Sejumlah tradisi tersebut diantaranya perang pandan di Tenganan Karangasem, pemakaman mayat Trunyan Kintamani, Gebug Ende Seraya Karangasem, Omed-omedan Denpasar, Mekotek di Munggu Badung, Ter-teran Jasri Karangasem, Mesuryak di Tabanan, Perang Ketupat di Kapal Badung dan Makepung Jembrana.

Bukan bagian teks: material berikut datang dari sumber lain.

PR #6612, opened 2024-05-31
feat(sdk): fewer replacements for cloud.Service and sim.Resource

Chriscbr:
Extends the changes made in https://github.com/winglang/wing/pull/6577 for reducing the time it takes for the simulator to update to cloud.Service and sim.Resource.

## Checklist

- [x] Tests added (always)

### DIFF
--- a/libs/wingsdk/src/target-sim/resource.inflight.ts
+++ b/libs/wingsdk/src/target-sim/resource.inflight.ts
@@ -1,7 +1,7 @@
 import * as path from "path";
 import { IResourceClient, SIM_RESOURCE_FQN } from "./resource";
 import { SimResourceAttributes, SimResourceSchema } from "./schema-resources";
-import { Bundle } from "../shared/bundling";
+import { Bundle, isBundleInvalidated } from "../shared/bundling";
 import {
   SandboxMultipleConcurrentCallsError,
   Sandbox,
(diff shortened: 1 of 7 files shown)


libs/wingsdk/src/target-sim/resource.inflight.ts
```diff
@@ -136,9 +136,23 @@ export class Resource implements IResourceClient, ISimulatorResourceInstance {
...
+  public async plan(invalidated: boolean): Promise<UpdatePlan> {
+    // TODO: support customizing update plans
+    if (invalidated) {
+      return UpdatePlan.REPLACE;
+    }
+
+    // Check if any of the bundled files have changed since the last bundling
+    const bundleInvalidated = await isBundleInvalidated(
+      this.resolvedSourceCodeFile,
+      this.bundle!,
```
eladb, line 148: Maybe as a future refactor, would it make sense to encapsulate this behavior into `Bundle`?

And then it would be something like:

```js
if (bundle.isInvalidated()) ...
```

Or something like this...

Could be nice to also encapsulate `ensureBundled` into this class so there's less duplication across consumers.

libs/wingsdk/test/sim-app.ts
```diff
@@ -10,6 +10,7 @@ import { App } from "../src/target-sim/app";
  * @see AppProps
  */
 export interface SimAppProps {
+  readonly outdir?: string;
```
eladb, line 13: Add a doc comment explaining the default

eladb (approved):

libs/wingsdk/src/target-sim/resource.inflight.ts
Chriscbr: Yeah, I agree it it makes sense to make Bundle into its own stateful class etc. I'll open an issue

eladb (approved):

Sejumlah tradisi tersebut menjadi atraksi wisata yang sangat menarik wisatawan, termasuk juga Tradisi Bukakak yang digelar di desa Sangsit, Kecamatan Sawan, Kabupaten Buleleng ini menawarkan atraksi unik dan berbeda, sehingga cukup menarik untuk diketahui dari dekat. Apalagi lokasinya berdekatan dengan kawasan pariwisata Lovina.

Tradisi atau Ngusaba Bukakak di Buleleng ini digelar berhubungan dengan prosesi upacara keagamaan, karena pergelaran tersebut berhubungan dengan yadnya dan kewajiban umat dalam melaksanakan prosesi keagamaan.

Karena tradisi Bukakak ini berhubungan dengan kegiatan ritual keagamaan, sehingga bagaimanapun tradisi tersebut tetap terjaga lestari, terjaga dengan baik sampai sekarang, dan tradisi ini melengkapi atraksi wisata yang ditawarkan kabupaten Buleleng atau kawasan pariwisata Bali Utara.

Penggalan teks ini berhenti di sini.